# gelöst : Netzwerk eno1 startet nicht

## henry

Hallo Freunde,

mein System lief jetzt lange stabil. Ein Fehler von mir zwang mich eine stage3 rüber zu bügeln.

Alles funktioniert fast wieder. Nur der Ethernetadapter bleibt inaktiv.

Von Hand mit ifconfig und route add kann ich online gehen.

Die resolv.conf muss ich auch von Hand editieren.

Wenn ich von Hand /etc/init.d/net.eno1 restart mache kommt folgende Meldung

 * WARNING: net.eno1 has started, but is inactive

Ich nutze eudev..

Hat jemand einen Tipp?

Danke HenryLast edited by henry on Sat Jun 16, 2018 10:59 am; edited 1 time in total

----------

## ChrisJumper

Hi henry,

klingt als hat dir das stage3 drüber bügeln auch einige Konfigurationen zurückgesetzt.

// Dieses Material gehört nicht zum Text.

PR #73, opened 2023-04-20
[Internal Manager] Connection to mainnet

luizakp:
This PR adds mainnet support to internal manager app

### DIFF
--- a/packages/gql/codegen.ts
+++ b/packages/gql/codegen.ts
@@ -70,7 +70,7 @@ export const SUBGRAPHS = {
       return {
         //TODO: deploy subgraph on mainnet, polygon and arbitrum
         // https://linear.app/bleu-llc/issue/BAL-290/deploy-subgraph-with-token-relation-on-other-networks
-        [Network.Mainnet]: `${baseEndpoint}/balancer-v2-goerli`,
+        [Network.Mainnet]: `https://api.thegraph.com/subgraphs/name/bleu-llc/balancer-goerli-v2`,
         [Network.Polygon]: `${baseEndpoint}/balancer-v2-goerli`,
         [Network.Arbitrum]: `${baseEndpoint}/balancer-v2-goerli`,
         [Network.Goerli]: `${baseEndpoint}/balancer-v2-goerli`,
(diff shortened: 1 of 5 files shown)


luizakp:
This is a quick PR just to attend @mendesfabio needs. We `#must` re-deploy the subgraph on the mainnet with the correct name and have a function to re-fetch the data from gql when the chain changes. Right now you have to reload the page manually

packages/gql/codegen.ts
```diff
@@ -70,7 +70,7 @@ export const SUBGRAPHS = {
       return {
         //TODO: deploy subgraph on mainnet, polygon and arbitrum
         // https://linear.app/bleu-llc/issue/BAL-290/deploy-subgraph-with-token-relation-on-other-networks
-        [Network.Mainnet]: `${baseEndpoint}/balancer-v2-goerli`,
+        [Network.Mainnet]: `https://api.thegraph.com/subgraphs/name/bleu-llc/balancer-goerli-v2`,
```
ribeirojose, line 73: Is this really supposed to be Goerli?

packages/next-app/src/wagmi/client.ts
```diff
@@ -1,24 +1,31 @@
...
 
-const { chains, provider, webSocketProvider } = configureChains(
-  [polygon, goerli],
-  [publicProvider()]
-);
+export function getWagmiClient(routerPath: string) {
+  const walletChains =
+    routerPath === "/internalmanager"
+      ? [mainnet, goerli, polygon]
+      : [polygon, goerli];
```
ribeirojose, line 11: 🤔 we could leave mainnet in all paths, but would just need show a message saying it's unsupported yet.

packages/next-app/src/components/RootLayout.tsx
```diff
@@ -2,14 +2,17 @@
...
 
 import { WagmiConfig } from "#/wagmi";
-import { chains, client } from "#/wagmi/client";
+import { getWagmiClient } from "#/wagmi/client";
 
 import { ToastProvider } from "./Toast";
 
 export function RootLayout({ children }: React.PropsWithChildren) {
+  const path = usePathname();
+  const { client, chains } = getWagmiClient(path);
```
ribeirojose, line 15: 👍 got it. A comment explaining the rationale behind using this would've been helpful here

ribeirojose (approved):

packages/gql/codegen.ts
luizakp: it's with the wrong name but it's deployed on the mainnet xD we have to redeploy with the correct name later, or that can be done automatically when Balancer accepts Fabio's changes on their repo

Du hast nicht zufällig noch ein Backup von vorher? Eventuell wurde /etc/group oder /etc/passwd überschrieben und die gid oder uid stimmen nicht mehr.

Prüfe dein System genau auch ob alle Benutzer noch existieren und die selben Gruppen-IDs haben. Mache von deinen wichtigen Daten auf jeden Fall auch ein Backup.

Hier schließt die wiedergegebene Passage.